兄貴がボーイソプラノで聖歌隊に入っていて、弟だからと期待されていたのに落とされちゃったんだ。とりあえず入れておきましょうでもなかった。これはショックだった。和ちゃんはハスキーだと言われていたけど、どうやって歌ったらいいかわからなかったんだろうね。結局、俺の声は、人より思い切り歌わないと出ない声なんだ。みんなはもっと楽に歌えるのに、俺は一生懸命歌わないと出ない声なんだね。

 今の歌声を知っている者からすると意外な話だ。本書にはこうした、これまでほとんど語られることがなかった小田氏の人生が、実兄や親類縁者、元オフコースのメンバー、所属事務所やレコード会社の関係者、スタッフ、学生時代の友人、さらにオフコース初期からファンという作家の川上弘美氏や歌手で友人の吉田拓郎氏ら50人以上へのインタビューに加え、膨大な資料や書籍から情報が集められ、子ども時代から2023年の現在までが時系列で綴られてれている。また章の終わりには筆者の追分日出子氏が小田氏のコンサートツアーに同行した「全国ツアー随行記『LOOKING BACK 2022』」が、巻末には76年間の詳細な年表、直筆の楽譜、小田氏が東北大学工学部建築学科を卒業する際に制作した卒業設計(本書でもたびたび言及されている)が掲載されている(書籍には数量限定で「特製しおり」が封入されているそうなので、ファンの方は今すぐ書店へ!)。

 そして本書には小田氏が作った60曲の歌詞が収録されており、その紡がれた言葉をもとに制作当時の秘話や記憶、出来事を辿っていく。

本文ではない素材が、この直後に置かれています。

Issue #986, opened 2024-10-23
Reindexing with `IndexHierarchy` objects is very slow


chaburkland:
**Example**

```python
import static_frame as sf
import random

index = sf.IndexHierarchy.from_product(range(10_000), range(100))

ilocs = list(range(len(index)))
random.shuffle(ilocs)

sub_index = index.iloc[ilocs[:len(index) // 2]]

s = sf.Series.from_element("a", index=sub_index)

s.reindex(index)               # 8.15 s ± 1.09 s per loop (mean ± std. dev. of 7 runs, 1 loop each)
sub_index.intersection(index)  # 343 ms ± 22.4 ms per loop (mean ± std. dev. of 7 runs, 1 loop each)
index.intersection(sub_index)  # 353 ms ± 78.5 ms per loop (mean ± std. dev. of 7 runs, 1 loop each)
```
Compare to normal index
```python
index = sf.Index(range(10_000 * 100))
sub_index = index.iloc[ilocs[:len(index) // 2]]
s = sf.Series.from_element("a", index=sub_index)

s.reindex(index)               # 245 ms ± 7.4 ms per loop (mean ± std. dev. of 7 runs, 1 loop each)
sub_index.intersection(index)  # 146 ms ± 13.1 ms per loop (mean ± std. dev. of 7 runs, 10 loops each)
index.intersection(sub_index)  # 142 ms ± 6.86 ms per loop (mean ± std. dev. of 7 runs, 10 loops each)
```

**Platform**
```python
<Series: platform>
<Index>
platform           Linux-5.4.0-196-generic-x86_64-with-glibc2.31
sys.version        3.11.10 (main, Sep  7 2024, 18:35:42) [GCC 9.4.0]
static-frame       2.13.2
numpy              1.25.2
pandas             2.0.3
xlsxwriter         3.1.9
openpyxl           3.1.2
xarray             0.21.1
tables             3.9.1
pyarrow            10.0.1
msgpack            1.0.4
msgpack_numpy      None
<<U13>             <object>

```

PR #988, opened 2024-10-23
Updates ic to use performant IH operations

chaburkland:
Refs #986

### DIFF
--- a/static_frame/core/container_util.py
+++ b/static_frame/core/container_util.py
@@ -1521,6 +1521,7 @@ def index_many_to_one(
                 compare_dtype=True,
                 compare_name=True,
                 compare_class=True,
+                skipna=False,
                 ):
             # compare dtype as result should be resolved, even if values are the same
             if (many_to_one_type is ManyToOneType.UNION
@@ -1564,7 +1565,7 @@ def index_many_to_one(
                 index_dtypes_arrays = []
 
         if mtot_is_concat:
-            # store array for each depth; unpack aligned depths with zip
+            # store array for each depth to preserve types; unpack aligned depths with zip
             arrays = [[index.values_at_depth(d) for d in range(depth_first)]] #type: ignore
         else: # NOTE: we accept type consolidation for set operations for now
             arrays = [index.values]
--- a/static_frame/core/index.py
+++ b/static_frame/core/index.py
@@ -757,7 +757,7 @@ class Index(IndexBase, tp.Generic[TVDtype]):
 
         Equivalent to: self.iter_label().apply(other._loc_to_iloc)
         '''
-        if self.__len__() == 0 or other.__len__() == 0:
+        if self.__len__() == 0:
             return EMPTY_ARRAY
 
         # Equivalent to: ufunc_unique1d_indexer(self.values)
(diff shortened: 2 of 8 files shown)


static_frame/test/unit/test_index.py
```diff
@@ -1644,6 +1649,13 @@ def test_index_iloc_map_b(self) -> None:
         with self.assertRaises(KeyError):
             ih1.iter_label().apply(ih2._loc_to_iloc)
 
+    def test_index_iloc_map_c(self) -> None:
+        ih1 = Index(['a', np.nan])
+        ih2 = Index([np.nan, 'a'])
+
+        post = ih1._index_iloc_map(ih2)
+        self.assertEqual(post.tolist(), [1, 0])  # What should this be?
```
chaburkland, line 1657: @flexatone What do you think this behavior should be? I'm really unfamiliar with the rules regarding support for `Index` objects with `nan`s

flexatone: NumPy's `np.nan` as single instance of a NaN value that can be used to match object identity:
```
>>> np.nan is np.nan
True
>>> np.nan is (np.nan+1)
False
```
Of course, normally we would not expect NaNs to have the same object id. But by using the np.nan, we actually get a Python object that can be reliably used in a dictionary and SF index, but only from that very same np.nan instance:
```
>>> d = {np.nan: 0, None: 1}
>>> d[np.nan]
0
>>> d[float('nan')]
Traceback (most recent call last):
  File "<stdin>", line 1, in <module>
KeyError: nan
```
So indeed, in the example you provide, that np.nans can map to each other just as if they were matching numbers. Of course, this will not work with any NaN. 

But in general, SF's index objects treat NaNs just as NaNs are treated in a dictionary, which may still be surprising, but is consistent.
```
>>> d = {np.nan: 0, None: 1, float('nan'): 2, float('nan'): 3}
>>> d[np.nan]
0
>>> d[float('nan')]
Traceback (most recent call last):
  File "<stdin>", line 1, in <module>
KeyError: nan
>>> d[list(d.keys())[-1]]
3
```

static_frame/core/container_util.py
```diff
@@ -1521,6 +1521,7 @@ def index_many_to_one(
                 compare_dtype=True,
                 compare_name=True,
                 compare_class=True,
+                skipna=False,
```
chaburkland, line 1524: @flexatone Note this minor bug fix

static_frame/core/index.py
```diff
@@ -757,9 +757,12 @@ def _index_iloc_map(self: I, other: I) -> TNDArrayAny:
 
         Equivalent to: self.iter_label().apply(other._loc_to_iloc)
         '''
-        if self.__len__() == 0:
+        if self.__len__() == 0 or other.__len__() == 0:
             return EMPTY_ARRAY
 
+        if self.dtype == DTYPE_OBJECT or other.dtype == DTYPE_OBJECT:
+            return self.iter_label().apply(other._loc_to_iloc, dtype=DTYPE_INT_DEFAULT)  #type: ignore [no-any-return]
+
```
chaburkland, line 765: @flexatone Sorry for the comment spam. This was my solution to the NaN issue. If either Index being compared are object dtypes, I fall back on the default behavior. I only use the optimized numpy route if the dtypes are defined

flexatone (approved):
A very nice improvement!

独自の詞の世界とメロディー、後になって意味を帯びる言葉の持つ力など、小田氏の歌が不思議と古びない秘密を垣間見るようだった。また自身の理想とする音楽を追求するためストイックに(そして時に偏屈なまでに)努力する小田氏が、人との付き合いを最小限に抑え、自己へ照射する力が強かった若き日から、ソロになって自分の芯を変えないまま外へと力を放射するようになってからの人生の色合いの変化は、人間関係に悩める人の端緒となるだろう。